Le Glamour reste assez en retrait d’autres romans plus étoffés de l’auteur. Richard Grey, caméraman professionnel, se réveille amnésique des suites d'un attentat à la voiture piégée dont il a été victime par hasard. Il se rétablit dans une maison de repos et il essaye de se reconstruire. Son ancienne petite amie, Susan Kewley, une artiste, finit par le retrouver. Mais Grey n’a plus aucun souvenir d’elle. Peu à peu, la mémoire lui revient, et avec elle, l’évocation d’un don étrange que Sue posséderait : le glamour, la faculté de se rendre invisible. Commence alors la course à la mémoire, entre épisodes fantasmés, rêvés ou vécus.

Le Glamour est un récit réellement fantastique dans le sens où l’indécision entre réel et irréel n’est jamais révélée.
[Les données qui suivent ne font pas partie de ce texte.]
Issue #7206, opened 2025-09-17
[Bug] [Lineage]


lyne7-sc:
### Code of Conduct

- [x] I agree to follow this project's [Code of Conduct](https://www.apache.org/foundation/policies/conduct)

### Search before asking

- [x] I have searched in the [issues](https://github.com/apache/kyuubi/issues?q=is%3Aissue) and found no similar issues.

### Describe the bug

When a SQL query contains a subquery in the WHERE clause, the table referenced within the subquery are not included in the extracted upstream table lineage.

For example,
```sql
insert overwrite v2_catalog.db.tb3
select *
from v2_catalog.db.tb1 t1
where exists (select 1 from v2_catalog.db.tb2 t2 where t2.col1 = t1.col1);
```
the current result is:
```scala
Lineage(
        List("v2_catalog.db.tb1"),
        List("v2_catalog.db.tb3"),
        List(
          ("v2_catalog.db.tb3.col1", Set("v2_catalog.db.tb1.col1")),
          ("v2_catalog.db.tb3.col2", Set("v2_catalog.db.tb1.col2")),
          ("v2_catalog.db.tb3.col3", Set("v2_catalog.db.tb1.col3")))))
```
the output omits table `v2_catalog.db.tb2`, which is referenced in the filter condition.

So I propose to add a new a configuration to control whether to collect the tables referenced in filter conditions as lineage input tables

### Affects Version(s)

1.11.0

### Kyuubi Server Log Output

```logtalk

```

### Kyuubi Engine Log Output

```logtalk

```

### Kyuubi Server Configurations

```yaml

```

### Kyuubi Engine Configurations

```yaml

```

### Are you willing to submit PR?

- [x] Yes. I would be willing to submit a PR with guidance from the Kyuubi community to fix.
- [ ] No. I cannot submit a PR at this time.

PR #7207, opened 2025-09-18
[KYUUBI #7206] [Lineage] support collecting filter condition tables

lyne7-sc:

The current lineage analysis misses tables that are only referenced in filter condition subqueries (e.g., in `WHERE EXISTS` or `WHERE IN` clauses). This PR adds an option to include these upstream dependencies.

Fixes https://github.com/apache/kyuubi/issues/7206

UT added

No

### DIFF
--- a/extensions/spark/kyuubi-spark-lineage/src/main/scala/org/apache/kyuubi/plugin/lineage/helper/SparkSQLLineageParseHelper.scala
+++ b/extensions/spark/kyuubi-spark-lineage/src/main/scala/org/apache/kyuubi/plugin/lineage/helper/SparkSQLLineageParseHelper.scala
@@ -580,8 +580,7 @@ trait LineageParser {
               extractColumnsLineage(
                 expression.plan,
                 ListMap[Attribute, AttributeSet](),
-                inputTablesByPlan
-              )
+                inputTablesByPlan)
             case _ =>
           }
         }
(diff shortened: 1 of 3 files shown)


extensions/spark/kyuubi-spark-lineage/src/main/scala/org/apache/kyuubi/plugin/lineage/helper/SparkSQLLineageParseHelper.scala
```diff
@@ -572,6 +572,24 @@ trait LineageParser {
               p.cacheBuilder.tableName.toSeq)
         }
 
+      case p: Filter =>
+        if (SparkContextHelper.getConf(
+            LineageConf.COLLECT_FILTER_CONDITION_TABLES_ENABLED)) {
```
yabola, line 577: I am not sure if we need this conf, it isn't a major behavior change and are always needed. We also found this issue before and have fixed it similar to this, but forgot to report it.   Others LGTM.

In addition: this change will not affect column lineage, only affect the input tables, because we set `parentColumnsLineage` as `ListMap[Attribute, AttributeSet]()` and doesn't `mergeColumnsLineage`

lyne7-sc: I'm still not certain whether filter tables should be treated as upstream tables in all scenarios. Since the existing tests did not account for the existence of these tables, I added this conf to avoid breaking them.

PR #7217, opened 2025-09-29
Support customized session protocol version to support binary type

turboFei:

For RESTful api, the session protocol version is set to V1 before and not open to users.
https://github.com/apache/kyuubi/blob/aadf86683554ba6932126c80c9e33bf84cea8dee/kyuubi-server/src/main/scala/org/apache/kyuubi/server/api/v1/SessionsResource.scala#L419

And before V6, the result is RowBased, since V6, it is ColumnBased.
https://github.com/apache/kyuubi/blob/aadf86683554ba6932126c80c9e33bf84cea8dee/kyuubi-hive-jdbc/src/main/java/org/apache/kyuubi/jdbc/hive/cli/RowSetFactory.java#L29-L33

And with `HIVE_CLI_SERVICE_PROTOCOL_V1`, for `BINARY` type column, it is converted as STRING type for RESTful API.

In this PR, we make the session protocol open to users and support to transfer binary type values.

Why we need to support binary type? Because some bytes can not be converted to UTF-8 String.

UT.

No.

### DIFF
--- a/docs/client/rest/rest_api.md
+++ b/docs/client/rest/rest_api.md
@@ -99,9 +99,10 @@ Create a session
 
 #### Request Parameters
 
-| Name    | Description                      | Type |
-|:--------|:---------------------------------|:-----|
-| configs | The configuration of the session | Map  |
+| Name            | Description                                                  | Type |
+|:----------------|:-------------------------------------------------------------|:-----|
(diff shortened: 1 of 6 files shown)


pan3793 (approved):

turboFei:
thanks, merged to 1.11.0

PR #7220, opened 2025-10-02
Proactive cleanup kubernetes terminated application info

turboFei:

Proactive cleanup kubernetes terminated application info instead of rely on the guava cache internal expiration.

GA.

No.


turboFei:
FROM GPT:

cache.cleanUp() forces the cache to process pending evictions (expired entries, over-capacity entries, etc.) right away instead of waiting for normal access patterns to trigger cleanup.

turboFei:
https://github.com/apache/kyuubi/blob/e613d7f6e4e0b4143dde8bb6ae23d1252698e639/kyuubi-server/src/main/scala/org/apache/kyuubi/engine/KubernetesApplicationOperation.scala#L179-L181

Here we respect the `retainPeriod` for `expireAfterWrite`.

turboFei:
thanks, merged to master(1.11.0)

Christopher Priest s'amuse à jouer avec ses lecteurs en leur donnant de fausses pistes, de faux souvenirs, de faux déroulements du passé du héros. Nous nous retrouvons aussi perdus que Richard, dans une altercation de différentes versions d'une même histoire. Est-ce que l’appartement de Grey a quatre ou cinq pièces ? Est-ce qu'il est allé à Saint-Raphaël ou au contraire a-t-il voyagé dans l'Angleterre ?
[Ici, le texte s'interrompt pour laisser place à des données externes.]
PR #164, opened 2016-10-26
Add `install_path` value to product details

tduffield:
Get/Set the installation path for any given product. Defaults to
"/opt/[product_name]".

### DIFF
--- a/lib/mixlib/install/product.rb
+++ b/lib/mixlib/install/product.rb
@@ -29,6 +29,8 @@ module Mixlib
         :ctl_command,
         :package_name,
         :product_name,
+        :install_path,
+        :omnibus_project,
       ]
 
       #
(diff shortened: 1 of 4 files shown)


lib/mixlib/install/product.rb
```diff
@@ -218,6 +230,7 @@ def lookup(key, version = :latest)
     omnibus_project "chef-server"
     ctl_command "chef-server-ctl"
     config_file "/etc/opscode/chef-server.rb"
+    install_path "/opt/opscode"
```
schisamo: So `install_path` is different in this instance depending on the version of `chef-server`, we'll want to treat things like `package_name` above (you'll need to update `install_path` to also except a `&block`):

```ruby
install_path do |v|
  if (v < version_for("12.0.0")) && (v > version_for("11.0.0"))
    "/opt/chef-server"
  else
    "/opt/opscode"
  end
end
```

We should also fix `config_file` as it is different depending on the version:

```ruby
config_file do |v|
  if (v < version_for("12.0.0")) && (v > version_for("11.0.0"))
    "/etc/chef-server/chef-server.rb"
  else
    "/etc/opscode/chef-server.rb"
  end
end
```

PR #166, opened 2016-11-03
CLI UX and Testing improvements

schisamo:
CLI improvements include:

* Use `enum` option where appropriate (prints valid options to users)
* Set missing defaults
* Add basic architecture option validation

Testing improvements include:

* Collapse unit and functional specs into single `specs/*` directory
* Use RVM and multiple Ruby versions to drive all testing on Travis
* Update naming of Rake tasks to match idioms used in other projects like [chef/omnibus](https://github.com/chef/omnibus).
* Fix Windows package naming for Inspec package check in `powershell_install_ps1` acceptance suite


lib/mixlib/install/cli.rb
```diff
@@ -32,7 +33,9 @@ def list_versions(product_name, channel)
       option :platform_version,
         aliases: ["-l"]
       option :architecture,
-        aliases: ["-a"]
+        default: "x86_64",
+        aliases: ["-a"],
+        enum: %w{i386 s390x sparc x86_64}
```
scotthain: Can we verify that for solaris, it is expecting `x86_64` and not `i86pc`? I don't recall where that logic stands... (and theoretically it they should both return the same non-sparc package)

schisamo: Nope I think you are correct @scotthain, I'm actually going to add a constant to the Options class to hold the valid archs.

scotthain: Sweet thanks. Otherwise nice work, this is great!

schisamo: Actually it looks like the `i86pc` artifacts have an architecture of `i386`.

scotthain: Technically all of them are "correct", any of the the 3 should return the non-sparc packages.

scotthain: Good call, that makes sense.

PR #170, opened 2016-11-18
Enable platform version compatibility mode for Windows artifacts

### LINKED ISSUE #169: Support for Windows 10?
Went to install chefdk 1.0 using `mixlib-install`, per blog post: https://blog.chef.io/2016/11/17/announcing-release-chefdk-1-0/, but it doesn't seem to be working as expected. I'm using Powershell.

Just dropping this here in case there's some helpful info.
```
C:\> chef -v
Chef Development Kit Version: 0.19.6
chef-client version: 12.15.19
delivery version: master (802e801d920ea6b6d48db735aa7c6e7a6194bea4)
berks version: 5.1.0
kitchen version: 1.13.2

C:\> mixlib-install download chefdk -v 1.0.3
Querying for artifact with options:
{
  "channel": "stable",
  "product_name": "chefdk",
  "product_version": "1.0.3",
  "platform": "windows",
  "platform_version": "2016",
  "architecture": "x86_64"
}
No results found.
```

Yet it is up on https://downloads.chef.io/chef-dk/windows/ at: https://packages.chef.io/stable/windows/2008r2/chefdk-1.0.3-1-x86.msi
 
Versions of other stuff:
```
C:\>  (Get-WmiObject Win32_OperatingSystem).Name
Microsoft Windows 10 Enterprise|C:\WINDOWS|\Device\Harddisk0\Partition2

C:\> uname -a
MSYS_NT-10.0 US90A271W 2.5.0(0.295/5/3) 2016-03-31 18:47 x86_64 Msys

C:\> $PSVersionTable
Name                           Value
----                           -----
PSVersion                      5.1.14393.206
PSEdition                      Desktop
PSCompatibleVersions           {1.0, 2.0, 3.0, 4.0...}
BuildVersion                   10.0.14393.206
CLRVersion                     4.0.30319.42000
WSManStackVersion              3.0
PSRemotingProtocolVersion      2.3
SerializationVersion           1.1.0.1
```

wrightp:
Fixes #169 

Windows artifacts now work properly when platform version compat is enabled. The option is enabled by default for the CLI. There is a backlog item to research how enabling this option by default will affect mixlib-install's API. For now, it seems to be OK with the CLI utility.

Added specs and tested windows versions: 2007 (not valid, but should still work with the code), 2008, 2008r2, 2012, 2012r2, 2016, 2016r2 (doesn't exist, but get the idea)

@schisamo @sersut

### DIFF
--- a/lib/mixlib/install/backend/base.rb
+++ b/lib/mixlib/install/backend/base.rb
@@ -94,18 +94,19 @@ module Mixlib
           artifacts.each do |a|
             return a if a.platform_version == options.platform_version
 
-            # We skip the artifacts produced for windows since their platform
-            # version is always set to 2008r2 which breaks our `to_f` comparison.
-            next if a.platform == "windows"
-
             # Calculate the closest compatible version.
             # For an artifact to be compatible it needs to be smaller than the
             # platform_version specified in options.
             # To find the closest compatible one we keep a max of the compatible
             # artifacts.
+
+            # Remove "r2" from artifacts produced for windows since platform
+            # versions with that ending break `to_f` comparisons.
+            current_platform_version = a.platform_version.chomp("r2").to_f
+
             if closest_compatible_artifact.nil? ||
-                (a.platform_version.to_f > closest_compatible_artifact.platform_version.to_f &&
-                  a.platform_version.to_f < options.platform_version.to_f )
+                (current_platform_version > closest_compatible_artifact.platform_version.to_f &&
+                  current_platform_version < options.platform_version.to_f )
               closest_compatible_artifact = a
             end
           end
--- a/lib/mixlib/install/cli.rb
+++ b/lib/mixlib/install/cli.rb
@@ -36,6 +36,12 @@ module Mixlib
         default: "x86_64",
         aliases: ["-a"],
         enum: Mixlib::Install::Options::SUPPORTED_ARCHITECTURES.map(&:to_s)
+      option :platform_version_compat,
+        desc: "Enable or disable platform version compatibility mode.
+This will match the closest earlier version if the passed version is unavailable.
+If no earlier version is found the earliest version available will be set.",
+        type: :boolean,
+        default: true
       option :url,
         desc: "Print download URL without downloading the file",
         type: :boolean
@@ -48,6 +54,7 @@ module Mixlib
           channel: options[:channel].to_sym,
           product_name: product_name,
           product_version: options[:version],
+          platform_version_compatibility_mode: options[:platform_version_compat],
         }
 
         # Set platform info or auto detect platform
@@ -59,6 +66,7 @@ module Mixlib
           mixlib_install_options[:platform_version] = options[:platform_version]
           mixlib_install_options[:architecture] = options[:architecture]
         else
+
           mixlib_install_options.merge!(Mixlib::Install.detect_platform)
         end
 
--- a/lib/mixlib/install/options.rb
+++ b/lib/mixlib/install/options.rb
@@ -61,6 +61,8 @@ module Mixlib
       def initialize(options)
         @options = options
 
+        map_windows_desktop_versions! if for_windows?
+
         validate!
       end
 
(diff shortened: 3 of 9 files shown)


rhass:
I think the case the user had was with Windows 10, we may want to add a quick check desktop versions just to be safe. Other than that, I am :+1: .

lib/mixlib/install/cli.rb
```diff
@@ -36,6 +36,10 @@ def list_versions(product_name, channel)
         default: "x86_64",
         aliases: ["-a"],
         enum: Mixlib::Install::Options::SUPPORTED_ARCHITECTURES.map(&:to_s)
+      option :platform_version_compat,
+        desc: "Enable or disable platform version compatibility mode when using platform detection",
+        type: :boolean,
+        default: true
```
schisamo: Might be nice to add a short alias here.

lib/mixlib/install/cli.rb
```diff
@@ -36,6 +36,10 @@ def list_versions(product_name, channel)
         default: "x86_64",
         aliases: ["-a"],
         enum: Mixlib::Install::Options::SUPPORTED_ARCHITECTURES.map(&:to_s)
+      option :platform_version_compat,
+        desc: "Enable or disable platform version compatibility mode when using platform detection",
```
schisamo: We might want to mention that this is platform version backward compatibility mode. I don't think that is completely obvious as things are worded now.

lib/mixlib/install/backend/base.rb
```diff
@@ -94,18 +94,19 @@ def filter_artifacts(artifacts)
...
-
             # Calculate the closest compatible version.
             # For an artifact to be compatible it needs to be smaller than the
             # platform_version specified in options.
             # To find the closest compatible one we keep a max of the compatible
             # artifacts.
+
+            # Remove "r2" from artifacts produced for windows since platform
+            # versions with that ending break `to_f` comparisons.
+            current_platform_version = a.platform_version.chomp("r2").to_f
```
schisamo: Would it be better to just do a gsub and remove all non-numeric characters? Something like this should work:

```ruby
=> true
irb(main):003:0> "2008r2".gsub(/[^\d,\.]/, '')
=> "20082"
irb(main):004:0> "2008".gsub(/[^\d,\.]/, '')
=> "2008"
```

wrightp: I don't like this solution because the first example would end up mapping 2008r2 to 2012r2. It should map as accurately as possible. I prefer to explicit chomp.

lib/mixlib/install/cli.rb
wrightp: It's weird to add an alias for a boolean that defaults to true. I believe it will be very rare that `--no-platform-compat` will be used. I don't think it makes sense in this case.

wrightp:
@rhass good call. Done!

lib/mixlib/install/options.rb
```diff
@@ -174,6 +177,23 @@ def validate_user_agent_headers
 
         error
       end
+
+      def map_windows_desktop_versions
```
schisamo: We should add a `!` to the end of this method since `options` is being mutated.

lib/mixlib/install/options.rb
```diff
@@ -174,6 +177,23 @@ def validate_user_agent_headers
...
+                                       "2016"
+                                     when /^6.3/
+                                       "2012r2"
+                                     when /^6.2/
+                                       "2012"
+                                     when /^6.1/
+                                       "2008r2"
+                                     when /^6.0/
+                                       "2008"
+                                     else
```
schisamo: Do we need to include `7` and `8` in here also?

wrightp: I ripped this off from the existing platform detection script? (shrug)

wrightp: Oh I guess they won't map. I don't know if we should or not.

PR #173, opened 2016-12-05
Passing ChefClientFeature in ADDLOCAL parameter

NimishaS:
It's necessary to pass `ADDLOCAL=ChefClientFeature` for complete installation of `chef-client` along with `ChefServiceFeature` and `ChefSchTaskFeature` , otherwise several binaries don't get installed inside `C:/opscode/chef/embedded/bin` folder.


btm:
:+1:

Si les quatre premières parties nous plongeaient dans l’univers chaotique de la mémoire de Grey, la cinquième nous place dans la subjectivité de Sue pendant plus d’une centaine de pages... hélas forts peu passionnantes, ce qui rompt la trame de la narration et le la thématique d’une façon artificielle. Et qu’est-ce que le glamour apporte à cette histoire ? Pas grand-chose et l’on y croit pas trop. Au lieu de jouer sur la pure perception de la réalité (ce que nous vivons, le vivons-nous réellement ?), l’auteur ajoute un élément «fantastique» peu crédible dans cette fiction réaliste. On peut se demander si une telle intrigue n’a pas été posée là d’une manière un peu trop facile, histoire de créer du mystère et de l’étrange, pour achever en définitive un récit intéressant mais dont la fin convenue, comme souvent, gâcherait toute la structure narrative.

Au final, Le Glamour est un roman prometteur et intéressant, construit sur plusieurs niveaux, mais différents passages (dont la fin) s’éloignent du thème original ou de l’intrigue.